WHAT YOU HAVE TO DO:
Beneath this line are the data; copy exactly the part of them that opens with the line containing "Currently all outputs" and closes with the line containing "Afterwards we can", and only that part.

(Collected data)

PR #902, opened 2021-03-28
Clean up and update to pymongo 4 "utils" scripts

ppigazzini:


tomtor:
@ppigazzini  `index_pending.py` could be removed, `create_indexes.py` does all that's needed?

ppigazzini:
Yes, it works fine in the server setup script
```bash
# add mongodb indexes
sudo -i -u ${user_name} << 'EOF'
${VENV}/bin/python3 ${HOME}/fishtest/server/utils/create_indexes.py actions flag_cache pgns runs users
EOF
```

server/utils/upgrade.py
```diff
@@ -82,6 +82,89 @@ def show(p):
 
 worker_dict = {}
 
+<<<<<<< HEAD
+=======
```
dav1312, line 86: Merge conflict?

server/utils/upgrade.py
```diff
@@ -82,6 +82,89 @@ def show(p):
...
+
+        # Two other things that changed
+        if "ARCH" not in worker_info:
+            if "ARCH" in task:
+                worker_info["ARCH"] = task["ARCH"]
+                del task["ARCH"]
+            if "nps" in task:
+                worker_info["nps"] = task["nps"]
+                del task["nps"]
+>>>>>>> 1f00e05... Clean up utils scripts and update to pymongo 4.x
```
dav1312, line 167: Same?

PR #906, opened 2021-04-07
Add SPRT bounds for classical tests.

chuckstables:
Implementing the proposed bounds for classical tests:

classical LTC: Elo{ 0.4;1.7} nElo{0.75,3.25} LTC regression rate 0.9%, 160k games peak, 1.05 elo 50% pass, draw rate 0.73416
classical STC: Elo{-0.3,1.6} nElo{-0.5,2.5} STC regression rate 11.8%, 113.5k games peak, 0.65 elo 50% pass, draw rate 0.60113

See https://discord.com/channels/435943710472011776/813919248455827515/829456512841547787 for the relevant discussion. This is being done to bring the classical STC/LTC bounds in line with the current normalized elo bounds. As an aside, this is my first pull request, my apologies if I've done something wrong here.

### DIFF
--- a/server/fishtest/templates/tests_run.mak
+++ b/server/fishtest/templates/tests_run.mak
@@ -188,6 +188,8 @@
       <select name="bounds" class="stop_rule sprt" style="width: 246px">
         <option value="standard STC">Standard STC {-0.2, 1.1}</option>
         <option value="standard LTC">Standard LTC {0.2, 0.9}</option>
+	<option value="classical STC">Classical STC {-0.3, 1.6}</option>
+	<option value="classical LTC">Classical LTC {0.4, 1.7}</option>
         <option value="regression STC">Non-regression STC {-1, 0.2}</option>
         <option value="regression LTC">Non-regression LTC {-0.7, 0.2}</option>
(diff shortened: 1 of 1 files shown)


chuckstables:
Viz expressed a belief over on discord that we should aim to keep the expected number of games at midpoint at or below 100k given that classical tests shouldn't be taking up too much of the servers computing power. 

An argument in favor of this being that NNUE is around 200 ELO stronger than classical, so the bulk of our resources should be focusing on tests with the NNUE enabled.

An argument against this is that we are planning on implementing normalized elo in fishtest to have bounds automatically adjusted based on draw rates, and that it's too messy to have two different sets of normalized ELO gaining bounds. 

See discord discussion on this topic: https://discord.com/channels/435943710472011776/813919248455827515/829521603339485245

vondele:
this looks good to me. Indeed, I see this as a temporary measure until we switch to nElo internally. Right now this is needed to avoid very long runs with classical Eval.

ppigazzini (approved):
DEV updated, LGTM.

ppigazzini:
PROD updated, thnak you @chuckstables 
By the way I must update the AUTHORS file, let me know if you want also your real name :)

PR #914, opened 2021-04-17
Use normalized Elo input for Fishtest

vdbergh:
Specify SPRT bounds in normalized Elo.
    
The normalized bounds are indicated using `<>` brackets. Currently they are
```    
    standard STC  : <-0.5, 2.5>
    standard LTC  : < 0.5, 3.5>
    regression STC: <-2.5, 0.5>
    regression LTC: <-2.5, 0.5>
```    
leading to a peak expected test duration of `116K` games.
    
Specific changes:
    
Update LLRcalc.py, sprt.py and stat_util.py to understand normalized Elo bounds.
    
Introduce a new Elo model 'normalized' for the sprt object.
    
Clean up the raw stats page. In particular give variables referring to 'sensitivity' a 'nt' (normalized t) prefix. 'Exact LLR' is renamed to 'Multinomial LLR'.
    
Add appropriate bound conversions to the raw stats page.
    
Show normalized LLR's on the raw stats page.
    
Generic bounds formatting ([],{} or <>).

Put normalized bounds in tests_run.mak. Send the Elo model via a hidden field but validate on the server.
    
Change defaults for the SPRT calculator.
    
Fix some cosmetic bugs in the latest SPRT calculator.

### DIFF
--- a/server/fishtest/rundb.py
+++ b/server/fishtest/rundb.py
@@ -18,6 +18,7 @@ from fishtest.userdb import UserDb
 from fishtest.util import (
     calculate_residuals,
     estimate_game_duration,
+    format_bounds,
     format_results,
     get_worker_key,
     post_in_fishcooking_results,
@@ -420,14 +421,9 @@ class RunDb:
                 if "sprt" in run["args"]:
                     sprt = run["args"]["sprt"]
                     elo_model = sprt.get("elo_model", "BayesElo")
-                    if elo_model == "BayesElo":
-                        run["results_info"]["info"].append(
-                            ("[%.2f,%.2f]") % (sprt["elo0"], sprt["elo1"])
-                        )
-                    else:
-                        run["results_info"]["info"].append(
-                            ("{%.2f,%.2f}") % (sprt["elo0"], sprt["elo1"])
-                        )
+                    run["results_info"]["info"].append(
+                        format_bounds(elo_model,sprt["elo0"],sprt["elo1"])
+                    )
         return (runs, pending_hours, cores, nps)
 
     def get_finished_runs(
--- a/server/fishtest/static/js/calc.js
+++ b/server/fishtest/static/js/calc.js
@@ -81,21 +81,22 @@ function draw_charts(){
     // pseudo globals
     pass_chart.elo_start=elo_start;
     pass_chart.elo_end=elo_end;
-    pass_chart.N=N;
-    const specials=[0.05,0.95];
+    const specials=[elo0,elo1];
+    var anchors=[];
+    pass_chart.anchors=anchors;
     for (var i=elo_start*N; i<=elo_end*N; i+=1) {
-        var elo=i/N;
+	var elo=i/N;
+	anchors.push(elo);
 	var elo_next=(i+1)/N;
 	var c=sprt.characteristics(elo);
-	var c_next=sprt.characteristics(elo_next);
 	data_pass.push([elo,null,{v:c[0],f:(c[0]*100).toFixed(1)+'%'}]);
 	data_expected.push([elo,null,{v:c[1],f:(c[1]/1000).toFixed(1)+'K'}]);
-	for(const s of specials){
-	    if((c[0]<s && c_next[0]>=s) || (c[0]<=s && c_next[0]>s)){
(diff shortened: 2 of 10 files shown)


ppigazzini:
DEV updated, loaded the latest DB backup.

ppigazzini:
DEV updated, loaded the latest DB backup.

vdbergh:
@ppigazzini Could you remind me what the URL is of DEV?

ppigazzini:
https://dfts-0.pigazzini.it/tests

ppigazzini:
@vdbergh DEV updated after your latest force-push.
I don't view the "SPRT Classical bounds" added with https://github.com/glinscott/fishtest/pull/906

vdbergh:
The point is that normalized Elo obsoletes the classical bounds. The classical bounds were needed because classical tests have a lower draw ratio and hence they take much longer to complete with bounds expressed in logistic Elo. Normalized Elo automagically compensates for this.

Master even has a comment in tests_run.mak about this.

vondele:
Thanks, that looks cool!

If I can suggest bounds that are a bit more rounded (and based of the experience in the past few days), I would suggest
```
    standard STC: <-0.5, 2.5>
    standard LTC: <0.5, 3.5>
    regression STC: <-2.5, 0.5>
    regression LTC: <-2.5, 0.5>
```
so, all have the same width, and LTC is a little easier to pass.

Are there any particular ways we can check this patch?

vdbergh:
@vondele I will change the bounds as you suggest.

Concerning checking. Of course I simulated the formulas using essentially the same files as the ones that are in the stats directory.

The most crucial thing is the LLR computation. That's why on the raw stats page it is computed in several different ways. There are the three old methods which use the logistic bounds obtained from the normalized bounds. Now there is a fourth method which computes the LLR directly from the normalized bounds (this is the method that is now used for the tests, as it is rather elegant). All 4 methods should give approximately the same results (_the_ LLR is ill defined because of the unknown nuisance parameters).  

In the pentanomial case it is easy to make a mistake with sqrt(2) factors. That's why everything is also computed using the trinomial model. Of course these results are a bit different but they still provide a sanity check on the pentanomial values.

The Elo computation simply uses converted bounds and is less critical anyway.

vondele:
OK, I'm having a look at the raw stats page. 
```
Normalized Elo | -19.00
```
Is it possible to have the error / confidence interval here as well ?

An other thing, for a fixed number of games test, it would be cool to have both the Elo and the nElo result in the output
```
 ELO: 22.62 +-40.5 (95%) LOS: 86.5%
Total: 200 W: 66 L: 53 D: 81
Ptnml(0-2): 9, 21, 34, 20, 16 
```
Similarly is https://dfts-0.pigazzini.it/html/live_elo.html?607c43efeae418362d7afb9c now using nElo or Elo ? Might be useful to switch to nElo?

vdbergh:
Currently all outputs are still logistic (e.g. the SPRTcalculator). I would prefer to keep the scope of this PR to the inputs. This PR tries to solve the technical problem of keeping resource usage constant.

Afterwards we can discuss the outputs. I guess there would be no issues giving the normalized Elo numbers beside the logistic ones.

You are right that the normalized Elo for SPRT tests does not have a confidence interval. This is the naive Elo estimate which is biased for SPRT tests (but it is of course a valid statistic). For fixed length tests it comes with an honest confidence interval which also takes the variance of the variance into account. I did not know how to compute this for SPRT tests so that's why it is open. I have forgotten why I list the number itself. 

If we want normalized outputs then this should be rethought.

vondele:
OK, I fine with limiting the scope to just inputs.

It is nice to have the nElo output in the statistics, especially as it is getting a more important status (as the basis for the current SPRT, and it might become a criterion for the releases).

ppigazzini:
DEV updated.

ppigazzini:
DEV updated.

ppigazzini:
DEV updated :)

vdbergh:
So it seems the test yielded no surprises....

vdbergh:
This PS has been squashed to a single commit.

ppigazzini:

vdbergh:
:)

PR #916, opened 2021-04-20
Update views.py to allow for slightly larger nns

NightlyKing:
This is needed for a test I want to run. It will use the HalfkAE5-v2 arch (256x2->32->32->1) from Sopel. The net is 115,525,612 Bytes in size.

RESPONSE FOR THIS EXERCISE:
Currently all outputs are still logistic (e.g. the SPRTcalculator). I would prefer to keep the scope of this PR to the inputs. This PR tries to solve the technical problem of keeping resource usage constant.

Afterwards we can discuss the outputs. I guess there would be no issues giving the normalized Elo numbers beside the logistic ones.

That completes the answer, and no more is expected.